Issue #179, opened 2017-01-23
3.4 compatibility


saghm:
A few new features were added to MongoDB in 3.4 which we haven't implemented support for yet. The release notes of 3.4 are [here](https://docs.mongodb.com/manual/release-notes/3.4/), but not everything there requires a change in drivers. Off the top of my head, I know that views, the decimal type, and likely collations will require additions/changes to the code.

Additionally, three tests currently fail when run against 3.4. Two of them (`apm::logging` and `client::db::create_collection` seem to be due to the same issue, namely an option that no longer seems to be supported, and the other (`client::db::create_and_get_users`) seems like it might be an issue with the ordering of the results. I'm guessing all of these are issues with the tests rather than the actual driver; if this is the case, we'll likely have to do the same kind of fix we did with 3.0 vs.3.2.

saghm:
Progress update: #185 fixed a number of the issues the driver had with 3.4.x and fixed all of the tests failing except for `client::db::create_and_get_users`. We'll still have to add views, collations, and the decimal type, the last of which will probably only require changes to `bson` (https://github.com/zonyitoo/bson-rs/issues/53).

saghm:
Another update (because I forgot to reference this issue in the PR): #188 fixed the tests for 3.4, so that leaves only implementing the new features.

Iulian7:
Is there any progress on these features?

saghm:
Unfortunately there hasn't been yet. I hope to find some time soon to dig through the backlog of features we have planned for this driver.

saghm:
Hello everyone! We've just released an alpha of [an official MongoDB Rust driver](https://github.com/mongodb/mongo-rust-driver); you can read about it [here](https://www.mongodb.com/blog/post/announcing-the-official-mongodb-rust-driver)! Because of this, we won't be updating this driver anymore, and the repository will be made read-only as soon as I get finished posting these messages. Thanks for using this driver, and we hope you try out the new one!

PR #185, opened 2017-02-03
remove specifications of default options

saghm:
Replaces #183 and moves us a bit closer towards #179 

This is a big one; some of the changes of the options structs were relatively easy to integrate, but others (I'm looking you, `FindOptions`) required quite a bit of finagling with parts of the code I hadn't looked closely at in a while.

All tests pass on 3.2, and the only two failing tests on 3.4 are `apm::logging` (I'll need to look into this more closely) and `client::db::create_and_get_users` (which seems to return the users in a different order than before), both of which appear to be issues with the tests not being compatible with 3.4 rather than the driver itself. This means the driver should work with 3.4 after this is merged!

### DIFF
--- a/src/coll/batch.rs
+++ b/src/coll/batch.rs
@@ -1,7 +1,7 @@
 //! Models for collection-level batch operations.
 use super::options::WriteModel;
 
-use bson::Document;
+use bson::{Bson, Document};
 use std::convert::From;
 
 #[derive(Debug)]
@@ -10,33 +10,54 @@ pub struct DeleteModel {
     pub multi: bool,
 }
 
-#[derive(Debug)]
-pub struct UpdateModel {
-    pub filter: Document,
-    pub update: Document,
-    pub upsert: bool,
-    pub multi: bool,
-    pub is_replace: bool,
-}
-
-impl UpdateModel {
-    pub fn new(filter: Document, update: Document, upsert: bool, multi: bool) -> UpdateModel {
-        UpdateModel {
-            filter: filter,
-            update: update,
-            upsert: upsert,
-            multi: multi,
-            is_replace: false,
-        }
-    }
-}
-
 impl DeleteModel {
     pub fn new(filter: Document, multi: bool) -> DeleteModel {
         DeleteModel {
             filter: filter,
             multi: multi,
         }
+    }
+}
+
+#[derive(Debug)]
+pub struct UpdateModel {
+    pub filter: Document,
+    pub update: Document,
+    pub upsert: Option<bool>,
+    pub multi: bool,
+}
+
+impl UpdateModel {
+    pub fn new(filter: Document,
+               update: Document,
+               upsert: Option<bool>,
+               multi: bool)
+               -> UpdateModel {
+        UpdateModel {
+            filter: filter,
+            update: update,
+            upsert: upsert,
+            multi: multi,
+        }
+    }
+}
+
+impl From<UpdateModel> for Document {
+    fn from(model: UpdateModel) -> Self {
+        let mut document = doc! {
+            "q" => (model.filter),
+            "u" => (model.update)
+        };
+
+        if let Some(upsert) = model.upsert {
+            document.insert("upsert", Bson::Boolean(upsert));
+        }
+
+        if model.multi {
+            document.insert("multi", Bson::Boolean(true));
+        }
+
+        document
     }
 }
 
@@ -69,7 +90,6 @@ impl From<WriteModel> for Batch {
                                        update: update,
                                        upsert: upsert,
                                        multi: false,
-                                       is_replace: true,
                                    }])
             }
             WriteModel::UpdateOne { filter, update, upsert } => {
@@ -78,7 +98,6 @@ impl From<WriteModel> for Batch {
                                        update: update,
                                        upsert: upsert,
                                        multi: false,
-                                       is_replace: false,
                                    }])
             }
             WriteModel::UpdateMany { filter, update, upsert } => {
@@ -87,7 +106,6 @@ impl From<WriteModel> for Batch {
                                        update: update,
                                        upsert: upsert,
                                        multi: true,
-                                       is_replace: false,
                                    }])
             }
         }
@@ -148,7 +166,6 @@ impl Batch {
                             update: update,
                             upsert: upsert,
                             multi: false,
-                            is_replace: true,
                         })
                     }
                     WriteModel::UpdateOne { filter, update, upsert } => {
@@ -157,7 +174,6 @@ impl Batch {
                             update: update,
                             upsert: upsert,
                             multi: false,
-                            is_replace: false,
                         })
                     }
                     WriteModel::UpdateMany { filter, update, upsert } => {
@@ -166,7 +182,6 @@ impl Batch {
                             update: update,
                             upsert: upsert,
                             multi: true,
-                            is_replace: false,
                         })
                     }
                     _ => return Some(model),
--- a/src/coll/mod.rs
+++ b/src/coll/mod.rs
@@ -13,7 +13,7 @@ use self::options::*;
 use self::results::*;
 
 use ThreadedClient;
-use common::{ReadPreference, WriteConcern};
+use common::{merge_options, ReadPreference, WriteConcern};
 use cursor::Cursor;
 use db::{Database, ThreadedDatabase};
 
@@ -96,24 +96,32 @@ impl Collection {
                      pipeline: Vec<bson::Document>,
                      options: Option<AggregateOptions>)
                      -> Result<Cursor> {
-        let opts = options.unwrap_or_else(AggregateOptions::new);
-
-        let pipeline_map = pipeline.iter()
-            .map(|bdoc| Bson::Document(bdoc.to_owned()))
+        let pipeline_map: Vec<_> = pipeline.into_iter()
+            .map(|bdoc| Bson::Document(bdoc))
             .collect();
 
-        let mut spec = bson::Document::new();
-        let mut cursor = bson::Document::new();
-        cursor.insert("batchSize", Bson::I32(opts.batch_size));
-        spec.insert("aggregate", Bson::String(self.name()));
-        spec.insert("pipeline", Bson::Array(pipeline_map));
-        spec.insert("cursor", Bson::Document(cursor));
-        if opts.allow_disk_use {
-            spec.insert("allowDiskUse", Bson::Boolean(opts.allow_disk_use));
-        }
+        let mut spec = doc! {
+            "aggregate" => (self.name()),
+            "pipeline" => pipeline_map
+        };
 
-        let read_pref = opts.read_preference.unwrap_or(self.read_preference.to_owned());
-        self.db.command_cursor(spec, CommandType::Aggregate, read_pref)
+        let mut read_preference = self.read_preference.clone();
+
+        match options {
+            Some(aggregate_options) => {
+                if let Some(ref read_preference_option) = aggregate_options.read_preference {
+                    read_preference = read_preference_option.clone();
+                }
+
+                spec = merge_options(spec, aggregate_options);
+            }
+            None => {
+                let cursor = doc! { "batchSize" => (::cursor::DEFAULT_BATCH_SIZE) };
+                spec.insert("cursor", cursor);
+            }
+        };
+
+        self.db.command_cursor(spec, CommandType::Aggregate, read_preference)
     }
 
     /// Gets the number of documents matching the filter.
@@ -121,28 +129,27 @@ impl Collection {
                  filter: Option<bson::Document>,
                  options: Option<CountOptions>)
                  -> Result<i64> {
-        let opts = options.unwrap_or_else(CountOptions::new);
-
         let mut spec = bson::Document::new();
         spec.insert("count", Bson::String(self.name()));
-        spec.insert("skip", Bson::I64(opts.skip as i64));
-        spec.insert("limit", Bson::I64(opts.limit));
-        if filter.is_some() {
-            spec.insert("query", Bson::Document(filter.unwrap()));
+
+        if let Some(filter_doc) = filter {
+            spec.insert("query", Bson::Document(filter_doc));
         }
 
-        // Favor specified hint document over string
-        if opts.hint_doc.is_some() {
-            spec.insert("hint", Bson::Document(opts.hint_doc.unwrap()));
-        } else if opts.hint.is_some() {
-            spec.insert("hint", Bson::String(opts.hint.unwrap()));
+        let mut read_preference = self.read_preference.clone();
+
+        if let Some(count_options) = options {
+            if let Some(ref read_preference_option) = count_options.read_preference {
+                read_preference = read_preference_option.clone();
+            }
+
+            spec = merge_options(spec, count_options);
         }
 
-        let read_pref = opts.read_preference.unwrap_or(self.read_preference.to_owned());
-        let result = try!(self.db.command(spec, CommandType::Count, Some(read_pref)));
+        let result = try!(self.db.command(spec, CommandType::Count, Some(read_preference)));
         match result.get("n") {
-            Some(&Bson::I32(ref n)) => Ok(*n as i64),
-            Some(&Bson::I64(ref n)) => Ok(*n),
+            Some(&Bson::I32(n)) => Ok(n as i64),
+            Some(&Bson::I64(n)) => Ok(n),
             _ => Err(ResponseError(String::from("No count received from server."))),
         }
     }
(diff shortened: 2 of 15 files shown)


src/coll/mod.rs
```diff
@@ -96,53 +96,60 @@ impl Collection {
...
+            spec = merge_options(spec, count_options);
         }
 
-        let read_pref = opts.read_preference.unwrap_or(self.read_preference.to_owned());
-        let result = try!(self.db.command(spec, CommandType::Count, Some(read_pref)));
+        let result = try!(self.db.command(spec, CommandType::Count, Some(read_preference)));
         match result.get("n") {
-            Some(&Bson::I32(ref n)) => Ok(*n as i64),
-            Some(&Bson::I64(ref n)) => Ok(*n),
+            Some(&Bson::I32(n)) => Ok(n as i64),
```
saghm: Numeric types (such as `i32` and `i64`) implement `Copy`, so there isn't any need to capture them by reference.

src/coll/mod.rs
```diff
@@ -153,18 +160,23 @@ impl Collection {
...
-
-        let opts = options.unwrap_or_else(DistinctOptions::new);
-
         let mut spec = bson::Document::new();
         spec.insert("distinct", Bson::String(self.name()));
         spec.insert("key", Bson::String(String::from(field_name)));
-        if filter.is_some() {
-            spec.insert("query", Bson::Document(filter.unwrap()));
+
+        if let Some(filter_doc) = filter {
```
saghm: Although using `is_some()` and `unwrap()` is technically safe, it's more idiomatic to use `if let Some(...)`, so I changed to this style here and a few other places.

src/coll/mod.rs
```diff
@@ -240,34 +252,23 @@ impl Collection {
 
     // Helper method for all findAndModify commands.
     fn find_and_modify(&self,
-                       cmd: &mut bson::Document,
                        filter: bson::Document,
+                       options: bson::Document,
                        _max_time_ms: Option<i64>,
```
saghm: I've noticed we don't seem to actually use this option anywhere in the driver. I think it might be a good idea to look at how other drivers use it, since it probably is included in the spec for *something*.

src/coll/mod.rs
```diff
@@ -276,52 +277,26 @@ impl Collection {
         Ok(doc)
     }
 
-    // Helper method for validated replace and update commands.
-    fn find_one_and_replace_or_update(&self,
```
saghm: After some refactoring to pass the options document directly around, this method isn't necessary anymore

src/coll/mod.rs
```diff
@@ -391,7 +380,6 @@ impl Collection {
                         update: replacement,
                         upsert: upsert,
                         multi: false,
-                        is_replace: true,
```
saghm: This field isn't used anywhere in the driver

src/coll/mod.rs
```diff
@@ -418,7 +404,7 @@ impl Collection {
         vec![Batch::Insert(inserts), Batch::Delete(deletes), Batch::Update(updates)]
     }
 
-    pub fn get_ordered_batches(mut requests: VecDeque<WriteModel>) -> Vec<Batch> {
+    fn get_ordered_batches(mut requests: VecDeque<WriteModel>) -> Vec<Batch> {
```
saghm: I'm unsure why this method was public; it's only used internally

src/coll/mod.rs
```diff
@@ -448,7 +434,7 @@ impl Collection {
             .map(|doc| WriteModel::InsertOne { document: doc.clone() })
             .collect();
 
-        let options = Some(InsertManyOptions::new(ordered, None));
+        let options = Some(InsertManyOptions { ordered: Some(ordered), ..Default::default() });
```
saghm: Isn't this a great syntax? This is a great syntax

src/coll/mod.rs
```diff
@@ -568,7 +554,7 @@ impl Collection {
     // Internal insertion helper function. Returns a vec of collected ids and a possible exception.
     fn insert(&self,
               docs: Vec<bson::Document>,
-              ordered: bool,
+              options: Option<InsertManyOptions>,
```
saghm: Here (and several other places), it made more sense to pass the options struct around directly rather than pulling out the individual fields. In this method it makes little difference, but in some others it simplifies things significantly, so I changed it here for consistency.

src/coll/options.rs
```diff
@@ -1,25 +1,39 @@
 //! Options for collection-level operations.
 use bson::{self, Bson};
-use cursor;
 use common::{ReadPreference, WriteConcern};
 use Error::ArgumentError;
 use Result;
 
 /// Describes the type of cursor to return on collection queries.
-#[derive(Clone, PartialEq, Eq)]
+#[derive(Clone, Debug, PartialEq, Eq)]
```
saghm: A lot of these types didn't have `Debug` implemented for them, which made debugging some things a pain (go figure).

src/coll/options.rs
```diff
@@ -1,25 +1,39 @@
...
+
 /// Describes the type of document to return on write operations.
-#[derive(Clone, PartialEq, Eq)]
+#[derive(Clone, Debug, PartialEq, Eq)]
 pub enum ReturnDocument {
     Before,
     After,
 }
 
+impl ReturnDocument {
```
saghm: This was moved from below, where it was called `to_bool`. It's more idiomatic to name methods that take `self` as a reference `as_*` and reserve `to_*` for methods that consume self.

src/coll/options.rs
```diff
@@ -29,58 +43,126 @@ pub enum WriteModel {
...
+
+        if let Some(hint) = options.hint {
+            document.insert("hint", Bson::String(hint));
+        }
+
+        if let Some(hint_doc) = options.hint_doc {
+            document.insert("hint_doc", Bson::Document(hint_doc));
+        }
+
+        // maxTimeMS is not currently used by the driver.
```
saghm: Like I mentioned elsewhere, it seems like there are a few options from the spec that we aren't using. For now, I just documented them in the `Document::from` methods, but we should look into these to see if there's something we should be doing with them.

src/coll/options.rs
```diff
@@ -29,58 +43,126 @@ pub enum WriteModel {
...
 /// Options for collection queries.
-#[derive(Clone)]
+#[derive(Clone, Debug, Default)]
 pub struct FindOptions {
     pub allow_partial_results: bool,
     pub no_cursor_timeout: bool,
-    pub op_log_replay: bool,
-    pub skip: u32,
-    pub limit: i32,
+    pub oplog_replay: bool,
```
saghm: In MongoDB parlance, "oplog" is generally used as a single word, despite the fact that it isn't really a word at all in actual parlance

src/coll/options.rs
```diff
@@ -89,28 +171,134 @@ pub struct FindOptions {
...
     pub projection: Option<bson::Document>,
     pub sort: Option<bson::Document>,
-    pub upsert: bool,
+    pub upsert: Option<bool>,
     pub write_concern: Option<WriteConcern>,
 }
 
+impl FindOneAndUpdateOptions {
+    pub fn new() -> Self {
+        Default::default()
```
saghm: From what I've read, it's considered more idiomatic to implement `new` by calling `default` rather than vice-versa, presumably because `Default` is often derived rather than directly implemented.

src/coll/options.rs
```diff
@@ -134,150 +322,19 @@ pub struct IndexOptions {
...
 /// A single index model.
-#[derive(Clone)]
+#[derive(Clone, Debug)]
 pub struct IndexModel {
     pub keys: bson::Document,
     pub options: IndexOptions,
 }
 
-/// Options for insertMany operations.
-#[derive(Clone, Default)]
```
saghm: All of these implementations were moved to reside closer to their type definitions, for reasons mentioned above.

src/common.rs
```diff
@@ -95,3 +95,8 @@ impl WriteConcern {
         bson
     }
 }
+
+pub fn merge_options<T: Into<bson::Document>>(document: bson::Document, options: T) -> bson::Document {
```
saghm: Slight tangent: this method exemplifies so much of what I love about Rust. Bounded generics, composable standard library traits, a great iterator API, type inference; it's all here.

src/cursor.rs
```diff
@@ -238,32 +236,24 @@ impl Cursor {
         // Send read_preference to the server based on the result from server selection.
         let new_query = if !send_read_pref {
             query
+        } else if query.get("$query").is_some() {
```
saghm: Given that the pattern match wasn't actually capturing any variables, it seemed more eadable to change it to a pair of `else (if)` clauses.

src/cursor.rs
```diff
@@ -293,45 +280,32 @@ impl Cursor {
...
         let init_time = time::precise_time_ns();
         let result = Message::new_query(req_id,
                                         flags,
-                                        namespace.to_owned(),
-                                        number_to_skip,
-                                        batch_size,
-                                        query.clone(),
-                                        return_field_selector);
+                                        namespace.clone(),
+                                        options.skip.unwrap_or(0) as i32,
```
saghm: I still have no idea why the spec says that the `skip` options should be an i64 if the wire protocol only accepts an i32. Oh, well...

src/db/mod.rs
```diff
@@ -443,19 +422,18 @@ impl ThreadedDatabase for Database {
                  users: Vec<&str>,
                  options: Option<UserInfoOptions>)
                  -> Result<Vec<bson::Document>> {
-        let info_options = options.unwrap_or_else(UserInfoOptions::new);
-        let vec = users.into_iter()
+        let vec: Vec<_> = users.into_iter()
             .map(|user| {
-                let doc = doc! { "user" => user, "db" => (Bson::String(self.name.to_owned())) };
+                let doc = doc! { "user" => user, "db" => (self.name.to_owned()) };
```
saghm: No need to specify the enum variant here, as the `From` trait handles that for us.

src/db/options.rs
```diff
@@ -1,28 +1,59 @@
...
+            document.insert("size", Bson::I64(size));
+        }
+
+        if let Some(max) = options.max {
+            document.insert("max", Bson::I64(max));
+        }
+
+        let mut flags = 0;
+
+        if let Some(true) = options.use_power_of_two_sizes {
```
saghm: Perhaps another place where we could use `bitflags`? Not sure if it's worth it for something so small or not

src/topology/monitor.rs
```diff
@@ -250,7 +250,11 @@ impl Monitor {
 
     /// Returns an isMaster server response using an owned monitor socket.
     pub fn is_master(&self) -> Result<(Cursor, i64)> {
-        let options = FindOptions::new().with_limit(1);
+        let mut options = FindOptions::new();
```
saghm: If we integrate `derive_builder`, this will go back to the way it looked before

tests/apm/mod.rs
```diff
@@ -57,7 +57,8 @@ fn logging() {
     let _ = fs::remove_file("test_apm_log.txt");
 
     // Reset State
-    let reset_client = Client::connect("localhost", 27017).expect("Failed to connect to localhost:27017");
+    let reset_client = Client::connect("localhost", 27017)
```
saghm: The most recent large rustfmt/clippy PR only checked `src` (and not `tests`), so rustfmt picked up a few things.

tests/apm/mod.rs
```diff
@@ -91,8 +92,7 @@ fn logging() {
 
     // Create collection started
     read_first_non_monitor_line(&mut file, &mut line);
-    assert_eq!("COMMAND.create_collection 127.0.0.1:27017 STARTED: { create: \"logging\", \
-                capped: false, auto_index_id: true, flags: 1 }\n",
+    assert_eq!("COMMAND.create_collection 127.0.0.1:27017 STARTED: { create: \"logging\" }\n",
```
saghm: Here (and in several places below) the logging output changed due to the default fields no longer being present.

tests/client/crud_spec/framework.rs
```diff
@@ -170,7 +170,7 @@ macro_rules! run_insert_one_test {
 macro_rules! run_replace_one_test {
     ( $db:expr, $coll:expr, $filter:expr, $replacement:expr, $upsert:expr,
         $outcome:expr ) => {{
-            let options = ReplaceOptions::new($upsert, None);
+            let options = ReplaceOptions { upsert: $upsert, write_concern: None };
```
saghm: I ran into a weird thing here when I tried to use the `..Default::default()` syntax; the compiler seemed to be treating the `..` as part of a range expression. Strangely, it only seemed to occur in certain places in macro definitions.

tests/json/crud/options.rs
```diff
@@ -102,32 +98,26 @@ impl FromJson for FindOneAndUpdateOptions {
     fn from_json(object: &Object) -> FindOneAndUpdateOptions {
         let mut options = FindOneAndUpdateOptions::new();
 
-        let f = |x| Some(Bson::from_json(x));
-        options.projection = match object.get("projection").and_then(f) {
-            Some(Bson::Document(doc)) => Some(doc),
-            _ => None,
-        };
+        if let Some(Bson::Document(projection)) = object.get("projection").map(Bson::from_json) {
```
saghm: I'll be honest; I have absolutely no idea why I implemented this (and the similar cases below) in such a convoluted way originally. I'll just have to chalk it up to my lack of familiarity with Rust at that point.

src/coll/options.rs
```diff
@@ -29,58 +43,126 @@ pub enum WriteModel {
...
+    }
+}
+
 /// Options for count queries.
-#[derive(Clone, Default)]
+#[derive(Clone, Debug, Default)]
 pub struct CountOptions {
-    pub skip: u64,
-    pub limit: i64,
+    pub skip: Option<i64>,
```
saghm: I'm not quite sure why an unsigned integer was used here (and in another place below). The spec doesn't use unsigned integers (probably due to there not being an easy why to enforce it in dynamically typed languages)

src/coll/mod.rs
```diff
@@ -184,35 +196,32 @@ impl Collection {
...
-            doc.insert(String::from("$query"),
-                       Bson::Document(filter.unwrap_or_else(bson::Document::new)));
-
-            doc.insert(String::from("$orderby"),
-                       Bson::Document(options.sort.as_ref().unwrap().clone()));
-
-            doc
-        } else {
-            filter.unwrap_or_else(bson::Document::new)
+        let find_options = options.unwrap_or_else(FindOptions::new);
```
kyeah: verrrry tiny win here, but we can do `options.unwrap_or_default()` here.

src/coll/mod.rs
```diff
@@ -184,35 +196,32 @@ impl Collection {
...
                       flags,
-                      options.skip as i32,
-                      options.limit,
                       doc,
-                      options.projection.clone(),
+                      find_options,
                       cmd_type,
                       false,
-                      read_pref)
+                      read_preference)
```
kyeah: Interesting. I wonder if we can remove this read_pref option here and skip the mandatory cloning? Perhaps something to look into at a later point.

src/coll/mod.rs
kyeah: 🤔

src/coll/mod.rs
kyeah: **nice**

src/coll/mod.rs
kyeah: _nice_

src/coll/mod.rs
```diff
@@ -757,23 +748,20 @@ impl Collection {
 
         let mut updates = Vec::new();
         for model in models {
-            let mut update = bson::Document::new();
-            update.insert("q", Bson::Document(model.filter));
-            update.insert("u", Bson::Document(model.update));
-            update.insert("upsert", Bson::Boolean(model.upsert));
+            let mut update = bson::Document::from(model);
```
kyeah: yes

src/coll/mod.rs
```diff
@@ -757,23 +748,20 @@ impl Collection {
...
 
-        let mut cmd = bson::Document::new();
-        cmd.insert("update", Bson::String(self.name()));
-        cmd.insert("updates", Bson::Array(updates));
-        cmd.insert("writeConcern", Bson::Document(wc.to_bson()));
+        let cmd = doc! {
+            "update" => (self.name()),
+            "updates" => updates,
+            "writeConcern" => (wc.to_bson())
+        };
```
kyeah: _yes_

src/common.rs
kyeah: Would this make more sense as a function on bson::Document? Feels reaal funny to have this global function, and languages like ruby have this type of method on the hash object itself. `doc.merge(other_doc)`

src/db/options.rs
kyeah: oh nice! yeah, it only has two flags, so probably not worth it.

tests/client/crud_spec/framework.rs
kyeah: macros: still sketch.

src/coll/batch.rs
```diff
@@ -10,33 +10,54 @@ pub struct DeleteModel {
     pub multi: bool,
 }
 
+impl DeleteModel {
+    pub fn new(filter: Document, multi: bool) -> DeleteModel {
```
saghm: Seems like it's worth adding that in the bson crate.

src/common.rs
saghm: I was thinking that was well when I was implementing it. I think it's worth making a PR to the bson crate for this, but in the interest of getting the driver working with 3.4, I'd suggest we don't block this merge on it and open another PR once the functionality is added to bson.

src/cursor.rs
```diff
@@ -27,7 +27,8 @@ use {Client, CommandType, Error, ErrorCode, Result, ThreadedClient};
 use apm::{CommandStarted, CommandResult, EventRunner};
 
 use bson::{self, Bson};
-use common::{ReadMode, ReadPreference};
+use common::{ReadMode, merge_options, ReadPreference};
```
saghm: Oops, I actually meant to put it alphabetically, which would be at the beginning. Is that okay too?

tests/client/crud_spec/framework.rs
saghm: Yeah, I think I probably only implemented all this in macros at the time because I had finally gotten to the point where I understood them and therefore wanted to celebrate by using them everywhere.

Let's open an issue to convert the test frameworks from macros to legitimate Rust code; it'll be a bit of work, but it'll probably save a lot of hassle in the long run.

saghm:
Sounds good!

#####

| What you will do |
Everything from the first line of the data through the line containing "A few new features" should be echoed exactly. Add nothing.

| Output of the exercise |
Issue #179, opened 2017-01-23
3.4 compatibility


saghm:
A few new features were added to MongoDB in 3.4 which we haven't implemented support for yet. The release notes of 3.4 are [here](https://docs.mongodb.com/manual/release-notes/3.4/), but not everything there requires a change in drivers. Off the top of my head, I know that views, the decimal type, and likely collations will require additions/changes to the code.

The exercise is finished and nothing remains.